Input material

--

PR #274, opened 2026-09-04
index/storage: implement ScriptLive durable row format (#226)

### LINKED ISSUE #226: Audit and optimize ScriptIndex on-disk representation

metaphorics:
## Summary

Implements the durable `ScriptLive` row format selected by the #226 audit (Q5) so that #225 can materialize the live-output view without revisiting the on-disk layout.

The locator is `prefix(8) || txid(32, LE) || vout(4, LE)` with an empty value:
- `ScriptLiveRow` in `crates/index/src/types.rs` owns the encoding/decoding.
- `ColumnFamily::ScriptLive` is appended with discriminant `10` (additive per `docs/policies/db-migration.md` 3.1).
- `crates/storage/src/redb_impl.rs` wires the fixed-width `TXINDEX_SCRIPT_LIVE` table through `RedbTxIndexStore` (get/snapshot/prefix/scan/write/condition validation) and maps the variable-width `script_live` table for `RedbStore`.
- `NodeConfig` validation comments/error are updated to reflect that #226 Q5 has chosen the locator; `utxo` mode remains disabled until #225 wires the worker that populates the rows.

Tests: `script_live_row_roundtrips_outpoint` in `types.rs` and `txindex_script_live_roundtrips_with_empty_value` in `redb_txindex.rs` cover the key layout, outpoint roundtrip, empty-value invariant, and fixed-width rejection.

Closes #226
Unblocks #225

Link to Devin session: https://app.devin.ai/sessions/055d1325582141c58965f0399e417f0f
Open in Devin Desktop: https://app.devin.ai/desktop/session/055d1325582141c58965f0399e417f0f?variant=devin
Requested by: @metaphorics

## Summary by Sourcery

Implement the durable ScriptLive storage format and integrate it across indexing backends to unblock live-output materialization.

New Features:
- Add the durable ScriptLive row format for locating currently unspent outputs by script prefix and full outpoint.
- Register ScriptLive as a new storage column family and support it across the redb store and transaction-index store APIs.

Bug Fixes:
- Enforce ScriptLive fixed-width keys and empty-value invariants consistently across direct and batched writes.

Enhancements:
- Add round-trip, validation, and backend-equivalence coverage for ScriptLive storage behavior.

Documentation:
- Update configuration validation messaging to reflect the selected ScriptLive locator while keeping utxo mode disabled until row population is wired.

Tests:
- Cover ScriptLive key encoding, outpoint recovery, empty values, invalid writes, and backend behavior.


metaphorics:
@codex review

metaphorics:
@codex review

metaphorics:
@sourcery-ai review

metaphorics:
@greptileai

metaphorics:

metaphorics:

metaphorics:
qodo fix merge conflicts

metaphorics:

metaphorics:

PR #452, opened 2026-09-04
Store ScriptIndex heights big-endian (format 5)

metaphorics:
Closes the Q3 decision in #226: hash-prefix row heights are big-endian so a prefix scan is chronological. This is a breaking derived-index format change. Previous ScriptIndex bytes are disposable.

Restacked onto current `main` (including #502) so clippy and workspace tests inherit the combo-descriptor / `generateblock` fixes and restored policy docs.

## Chosen layout

```
TxConfirmed / Funding / Spending
  key   = prefix(8) || height_be(4)
  value = TxPosition[n]              # 8 bytes each, unchanged
ScriptLive
  key   = script-prefix(8) || txid(32) || vout_le(4)
  value = empty                      # unchanged; no height suffix
```

`spending_prefix` still uses electrs' big-endian wrapping mix. Heights are no longer little-endian, so the mixed-endian key is gone.

## Reset policy

Store format is now **5**. Opening format 3 or 4 (little-endian heights) deletes `TxLookup` and `ScriptHistory` and leaves `ScriptLive` (`IDX-04`). Foreign versions still refuse start; the worker full-resets those namespaces.

No dual-read of old keys. No in-place row rewrite.

## API order

Resolvers still sort by numeric height after exact-resolve so pagination order does not depend on raw iteration, including when an 8-byte prefix collision interleaves another script's rows.

Proof: `crates/index/tests/be_order.rs`, `format_3_open_resets_historical_keys_and_keeps_live`, `format_4_open_resets_historical_keys_and_keeps_live`.

## Follow-ups (stacked)

1. This PR — sortable keys + format 5.
2. Unify the leftover `index:format_version` row-value marker with the store format and drop `IndexFormat::Legacy` dual-read.
3. Record the rest of the #226 chosen format (TxPosition width, positioned Spending, Live locator) as the durable contract, not a keep-LE audit.

Stacked on `main`. Reindex of History/TxLookup is the supported transition.

[...]

PR #503, opened 2026-09-04
Compact ScriptIndex to store format 5

### LINKED ISSUE #226: Audit and optimize ScriptIndex on-disk representation

metaphorics:
Implements the #226 chosen ScriptIndex layout. Derived index bytes are disposable: opening format 3 or 4 resets every capability and rebuilds from chain/UTXO. There is no dual-read, dual-write, or in-place conversion.

## Chosen layout

```text
TxConfirmed / Funding / Spending
  key   = prefix(8) || height_be(4)
  value = packed TxPosition[n]       # 6 bytes each (u24 offset + u24 length)

BlockHeaders
  key   = sha256d(header)(32)
  value = empty

ScriptLive
  key   = prefix(8) || txid(32) || vout_u24(3)
  value = empty
```

Typical Funding/TxConfirmed/Spending row is **18 bytes** (was 20). Header identity is **32 bytes** (was 80). Live locator is **43 bytes** (was 44) and stays injective on `(script_prefix, outpoint)` so point deletes remain identity-safe.

## Why this mix

- **Packed positions (Q1):** consensus-serialized blocks cannot exceed 4 MiB, so the old `u32` pair wasted two bytes on every occurrence. 6-byte entries stay zerocopy. Delta/varint cannot beat that at the common `n = 1` row; merge/batch admission uses `TX_POSITION_SIZE`, so the smaller value admits more positions under the same `max_bytes` cap.
- **Spending positions (Q2):** empty values force a full-block scan per funding output and cannot disambiguate 8-byte outpoint-prefix collisions. Positions stay.
- **Big-endian height (Q3):** LE keys made lexicographic order disagree with numeric height, scattered IBD writes, and defeated LSM prefix compression. Resolvers still sort by numeric height so API pagination does not depend on raw keys.
- **Hash header keys (Q4):** the 80-byte header is identity-bearing, but storing it as the key pays 80 bytes of LSM key overhead per block. Rollback already has the header in hand to re-hash.
- **Compact Live locator (Q5):** `vout` packs to 3 bytes under the same block-size cap. Full txid stays in the key so a point delete cannot remove another script's row. Prefix-range scans stay read-only.

Rejected: keep 8-byte `TxPosition`; empty Spending values; keep LE “because electrs”; 44-byte Live locator; hashed/shorter-txid locators (not injective).

## Reset granularity

Format 5 is a store-wide epoch because it changes shared prefix-row encoding, packed positions, header keys, and the Live locator together. A later Live-only change can reset only `ScriptLive`; a packed-position change still has to reset TxLookup and ScriptHistory together.

Foreign store versions that are not 3, 4, or 5 still refuse start.

## Stacked follow-up

- #524 drops the leftover `index:format_version` dual marker and `IndexFormat::Legacy`.

## Proof

- `crates/index/tests/le_order.rs` (BE key order matches numeric; resolvers still sort)
- `iter_funding_rows_height_order_matches_numeric`
- `format_4_open_resets_all_derived_capabilities`
- packed-position / Live-injectivity / header-hash unit tests
- redb dedicated txindex widths: 12 / 32 / 43

Physical fjall tables in `docs/benchmarks/storage-footprint.md` are still the format-4 snapshot. Re-run `crates/storage/examples/storage_footprint.rs` before treating those numbers as current.

## Relation to #225

Q5 is the only storage-format blocker for Live rows. Mode parsing, capability/readiness, and spend anchors can proceed independently. Live rebuilds from one UTXO pass; History is a reindex.

Does not close #226’s full measurement campaign (pinned multi-era corpus, fjall sealed-table accounting). It lands the format that campaign selected so #225 is not blocked on an intermediate layout.

<div><a href="https://cursor.com/agents/bc-209932d8-c946-4202-b763-0127f348d23d?cursor_ref=pr_footer&cursor_cta=open_in_web"><picture><source media="(prefers-color-scheme: dark)" srcset="https://cursor.com/assets/images/open-in-web-dark.png"><source media="(prefers-color-scheme: light)" srcset="https://cursor.com/assets/images/open-in-web-light.png">Open in Web</picture></a>&nbsp;<a href="https://cursor.com/background-agent?bcId=bc-209932d8-c946-4202-b763-0127f348d23d&cursor_ref=pr_footer&cursor_cta=open_in_cursor"><picture><source media="(prefers-color-scheme: dark)" srcset="https://cursor.com/assets/images/open-in-cursor-dark.png"><source media="(prefers-color-scheme: light)" srcset="https://cursor.com/assets/images/open-in-cursor-light.png">Open in Cursor</picture></a>&nbsp;</div>


metaphorics (commented):
Held on a format-record design fork that conflict resolution cannot settle.

**The fork.** Current main publishes the live index format in the ASCII record `index:format_version` (`INDEX_FORMAT_VERSION_KEY`, value 2) — the reset-completion batch conditionally re-puts it (`resume_capability_reset`, index.rs ~826: "Resume of a claim that predates the acquire-batch marker still publishes the current row-value format"). This PR's format-5 model instead makes the binary key `[0x00, b'V']` (`FORMAT_VERSION_VALUE = [0x05,…]`) the live record and deletes the ASCII key as legacy leftover (adoption paths, index.rs:731/1769).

--

In the material above, transcribe exactly the lines beginning at the one with "Implements the durable" and ending at the one with "- Add the durable", both included.

Written response
Implements the durable `ScriptLive` row format selected by the #226 audit (Q5) so that #225 can materialize the live-output view without revisiting the on-disk layout.

The locator is `prefix(8) || txid(32, LE) || vout(4, LE)` with an empty value:
- `ScriptLiveRow` in `crates/index/src/types.rs` owns the encoding/decoding.
- `ColumnFamily::ScriptLive` is appended with discriminant `10` (additive per `docs/policies/db-migration.md` 3.1).
- `crates/storage/src/redb_impl.rs` wires the fixed-width `TXINDEX_SCRIPT_LIVE` table through `RedbTxIndexStore` (get/snapshot/prefix/scan/write/condition validation) and maps the variable-width `script_live` table for `RedbStore`.
- `NodeConfig` validation comments/error are updated to reflect that #226 Q5 has chosen the locator; `utxo` mode remains disabled until #225 wires the worker that populates the rows.

Tests: `script_live_row_roundtrips_outpoint` in `types.rs` and `txindex_script_live_roundtrips_with_empty_value` in `redb_txindex.rs` cover the key layout, outpoint roundtrip, empty-value invariant, and fixed-width rejection.

Closes #226
Unblocks #225

Link to Devin session: https://app.devin.ai/sessions/055d1325582141c58965f0399e417f0f
Open in Devin Desktop: https://app.devin.ai/desktop/session/055d1325582141c58965f0399e417f0f?variant=devin
Requested by: @metaphorics

## Summary by Sourcery

Implement the durable ScriptLive storage format and integrate it across indexing backends to unblock live-output materialization.

New Features:
- Add the durable ScriptLive row format for locating currently unspent outputs by script prefix and full outpoint.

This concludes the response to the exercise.